---- Dataset

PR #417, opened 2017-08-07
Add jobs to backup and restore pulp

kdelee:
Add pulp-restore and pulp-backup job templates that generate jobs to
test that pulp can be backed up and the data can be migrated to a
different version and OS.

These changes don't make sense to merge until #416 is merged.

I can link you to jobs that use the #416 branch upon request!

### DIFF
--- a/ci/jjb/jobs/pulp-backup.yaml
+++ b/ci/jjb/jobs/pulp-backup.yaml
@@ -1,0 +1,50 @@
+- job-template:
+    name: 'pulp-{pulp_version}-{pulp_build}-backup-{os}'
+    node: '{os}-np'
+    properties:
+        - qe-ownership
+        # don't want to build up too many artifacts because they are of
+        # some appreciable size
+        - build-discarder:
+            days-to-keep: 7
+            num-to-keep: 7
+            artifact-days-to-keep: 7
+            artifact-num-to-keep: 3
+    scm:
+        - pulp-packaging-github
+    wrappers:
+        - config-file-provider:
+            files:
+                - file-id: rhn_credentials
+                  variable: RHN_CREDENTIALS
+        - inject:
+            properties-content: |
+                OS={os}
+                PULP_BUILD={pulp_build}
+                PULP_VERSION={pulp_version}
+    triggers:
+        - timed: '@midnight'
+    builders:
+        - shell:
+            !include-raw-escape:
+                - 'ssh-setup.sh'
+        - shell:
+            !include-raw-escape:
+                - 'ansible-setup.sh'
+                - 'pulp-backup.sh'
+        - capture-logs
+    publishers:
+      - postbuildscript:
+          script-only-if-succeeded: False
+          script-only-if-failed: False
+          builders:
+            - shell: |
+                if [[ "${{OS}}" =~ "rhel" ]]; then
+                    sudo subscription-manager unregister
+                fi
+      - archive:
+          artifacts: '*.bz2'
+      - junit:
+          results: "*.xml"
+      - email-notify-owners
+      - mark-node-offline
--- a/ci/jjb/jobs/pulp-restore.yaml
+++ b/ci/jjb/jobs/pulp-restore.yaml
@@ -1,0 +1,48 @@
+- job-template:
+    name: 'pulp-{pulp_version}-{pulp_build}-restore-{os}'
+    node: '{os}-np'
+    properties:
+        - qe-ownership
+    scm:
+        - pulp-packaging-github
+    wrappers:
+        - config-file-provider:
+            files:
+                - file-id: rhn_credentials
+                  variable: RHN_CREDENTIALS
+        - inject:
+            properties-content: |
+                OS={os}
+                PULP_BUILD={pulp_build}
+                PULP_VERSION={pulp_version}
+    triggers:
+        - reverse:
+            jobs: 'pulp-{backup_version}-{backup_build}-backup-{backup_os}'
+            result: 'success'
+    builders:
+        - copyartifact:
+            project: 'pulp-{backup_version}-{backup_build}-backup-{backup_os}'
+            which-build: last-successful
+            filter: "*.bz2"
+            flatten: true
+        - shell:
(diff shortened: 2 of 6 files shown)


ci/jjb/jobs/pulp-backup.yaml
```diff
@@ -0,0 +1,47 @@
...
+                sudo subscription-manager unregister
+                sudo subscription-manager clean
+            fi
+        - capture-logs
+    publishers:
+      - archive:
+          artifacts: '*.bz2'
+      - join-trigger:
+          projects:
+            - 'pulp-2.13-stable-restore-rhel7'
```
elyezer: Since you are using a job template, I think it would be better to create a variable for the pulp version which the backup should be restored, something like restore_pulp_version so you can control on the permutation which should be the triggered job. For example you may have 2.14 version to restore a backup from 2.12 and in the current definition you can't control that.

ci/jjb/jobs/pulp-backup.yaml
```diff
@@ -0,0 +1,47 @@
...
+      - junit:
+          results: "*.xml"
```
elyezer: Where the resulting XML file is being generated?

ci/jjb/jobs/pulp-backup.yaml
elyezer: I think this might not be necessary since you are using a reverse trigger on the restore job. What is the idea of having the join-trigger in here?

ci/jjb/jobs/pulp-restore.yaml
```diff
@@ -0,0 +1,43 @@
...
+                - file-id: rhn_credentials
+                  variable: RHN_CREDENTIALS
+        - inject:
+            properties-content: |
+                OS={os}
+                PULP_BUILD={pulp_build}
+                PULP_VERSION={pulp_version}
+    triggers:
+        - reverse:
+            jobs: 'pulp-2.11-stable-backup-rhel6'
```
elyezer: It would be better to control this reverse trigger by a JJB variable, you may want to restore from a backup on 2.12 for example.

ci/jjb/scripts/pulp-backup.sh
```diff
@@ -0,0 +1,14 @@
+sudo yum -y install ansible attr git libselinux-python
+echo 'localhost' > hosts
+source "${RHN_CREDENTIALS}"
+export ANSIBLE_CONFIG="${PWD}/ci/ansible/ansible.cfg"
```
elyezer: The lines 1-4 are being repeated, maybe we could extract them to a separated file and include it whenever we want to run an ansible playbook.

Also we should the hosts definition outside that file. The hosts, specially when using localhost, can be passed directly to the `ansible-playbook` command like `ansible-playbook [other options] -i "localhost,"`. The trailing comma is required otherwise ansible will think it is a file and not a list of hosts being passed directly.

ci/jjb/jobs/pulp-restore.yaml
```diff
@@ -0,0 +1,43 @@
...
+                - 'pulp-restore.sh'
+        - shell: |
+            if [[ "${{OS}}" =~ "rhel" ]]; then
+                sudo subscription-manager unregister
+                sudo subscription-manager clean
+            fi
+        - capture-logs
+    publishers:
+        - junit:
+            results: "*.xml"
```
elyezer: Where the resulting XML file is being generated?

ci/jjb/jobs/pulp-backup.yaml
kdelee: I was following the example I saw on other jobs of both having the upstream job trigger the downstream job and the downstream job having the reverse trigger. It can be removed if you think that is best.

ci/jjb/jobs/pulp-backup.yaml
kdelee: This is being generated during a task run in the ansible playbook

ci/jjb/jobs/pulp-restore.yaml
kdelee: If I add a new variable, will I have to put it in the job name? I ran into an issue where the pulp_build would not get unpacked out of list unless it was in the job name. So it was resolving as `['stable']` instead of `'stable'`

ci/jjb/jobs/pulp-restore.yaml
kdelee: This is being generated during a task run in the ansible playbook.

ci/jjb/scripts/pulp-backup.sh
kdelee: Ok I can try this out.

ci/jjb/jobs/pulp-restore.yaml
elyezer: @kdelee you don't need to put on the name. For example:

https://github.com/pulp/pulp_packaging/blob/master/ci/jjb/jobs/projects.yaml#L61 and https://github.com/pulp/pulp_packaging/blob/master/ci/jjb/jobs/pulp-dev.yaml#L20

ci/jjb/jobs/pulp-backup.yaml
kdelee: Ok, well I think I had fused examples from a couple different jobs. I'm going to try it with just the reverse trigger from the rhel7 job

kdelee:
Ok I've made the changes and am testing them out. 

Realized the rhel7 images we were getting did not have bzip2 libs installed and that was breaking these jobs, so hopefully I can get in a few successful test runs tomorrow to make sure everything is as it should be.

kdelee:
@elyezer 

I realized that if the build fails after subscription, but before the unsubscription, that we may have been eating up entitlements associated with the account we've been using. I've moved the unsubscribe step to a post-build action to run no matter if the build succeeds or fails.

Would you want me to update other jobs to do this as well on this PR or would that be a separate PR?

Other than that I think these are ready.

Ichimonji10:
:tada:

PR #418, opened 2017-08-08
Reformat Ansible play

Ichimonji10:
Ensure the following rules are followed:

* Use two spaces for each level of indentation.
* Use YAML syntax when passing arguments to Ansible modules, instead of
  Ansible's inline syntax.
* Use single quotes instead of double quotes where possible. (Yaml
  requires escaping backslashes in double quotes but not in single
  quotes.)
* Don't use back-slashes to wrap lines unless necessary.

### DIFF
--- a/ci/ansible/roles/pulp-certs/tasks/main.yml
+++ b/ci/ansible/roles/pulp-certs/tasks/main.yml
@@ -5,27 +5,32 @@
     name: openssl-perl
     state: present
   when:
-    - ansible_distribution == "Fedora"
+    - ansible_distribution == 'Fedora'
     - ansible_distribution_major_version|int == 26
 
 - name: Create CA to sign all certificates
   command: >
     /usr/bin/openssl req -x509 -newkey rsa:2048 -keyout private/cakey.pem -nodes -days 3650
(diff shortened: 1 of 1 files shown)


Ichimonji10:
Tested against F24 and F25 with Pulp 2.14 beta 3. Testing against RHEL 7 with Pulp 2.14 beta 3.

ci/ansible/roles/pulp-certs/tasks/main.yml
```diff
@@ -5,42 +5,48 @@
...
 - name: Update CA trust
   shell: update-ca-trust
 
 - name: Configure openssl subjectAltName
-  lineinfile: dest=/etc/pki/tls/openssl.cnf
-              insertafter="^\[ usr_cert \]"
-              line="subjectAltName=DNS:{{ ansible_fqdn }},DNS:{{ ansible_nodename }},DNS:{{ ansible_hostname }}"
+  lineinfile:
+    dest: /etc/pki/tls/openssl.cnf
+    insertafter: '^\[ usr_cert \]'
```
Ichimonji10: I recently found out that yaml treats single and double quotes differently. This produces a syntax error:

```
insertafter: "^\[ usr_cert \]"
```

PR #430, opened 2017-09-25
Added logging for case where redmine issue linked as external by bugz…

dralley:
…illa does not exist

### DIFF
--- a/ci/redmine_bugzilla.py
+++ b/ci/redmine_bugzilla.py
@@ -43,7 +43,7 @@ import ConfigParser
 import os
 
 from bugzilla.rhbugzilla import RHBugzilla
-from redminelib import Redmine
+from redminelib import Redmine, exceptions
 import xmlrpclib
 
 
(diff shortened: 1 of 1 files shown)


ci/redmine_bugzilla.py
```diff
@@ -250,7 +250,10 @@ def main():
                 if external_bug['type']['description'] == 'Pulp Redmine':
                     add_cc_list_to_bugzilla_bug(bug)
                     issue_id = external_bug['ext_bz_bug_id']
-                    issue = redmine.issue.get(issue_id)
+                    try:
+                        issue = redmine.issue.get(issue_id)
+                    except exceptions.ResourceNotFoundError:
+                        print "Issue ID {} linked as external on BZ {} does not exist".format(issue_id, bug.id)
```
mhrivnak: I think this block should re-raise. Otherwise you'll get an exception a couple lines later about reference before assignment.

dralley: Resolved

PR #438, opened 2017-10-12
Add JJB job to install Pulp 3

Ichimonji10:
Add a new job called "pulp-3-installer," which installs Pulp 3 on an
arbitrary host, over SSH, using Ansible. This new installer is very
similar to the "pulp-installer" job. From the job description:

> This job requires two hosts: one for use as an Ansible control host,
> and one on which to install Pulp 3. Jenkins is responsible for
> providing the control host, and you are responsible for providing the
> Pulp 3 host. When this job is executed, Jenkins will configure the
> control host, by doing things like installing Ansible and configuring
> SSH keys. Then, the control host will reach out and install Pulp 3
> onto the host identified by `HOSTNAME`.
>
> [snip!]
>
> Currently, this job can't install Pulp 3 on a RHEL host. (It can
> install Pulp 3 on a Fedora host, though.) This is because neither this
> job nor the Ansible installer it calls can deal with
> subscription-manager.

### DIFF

--------

What to work on -
Where the word "Fedora" is present in a line of the listing, copy that line.

Exercise result -
-    - ansible_distribution == "Fedora"
+    - ansible_distribution == 'Fedora'
> install Pulp 3 on a Fedora host, though.) This is because neither this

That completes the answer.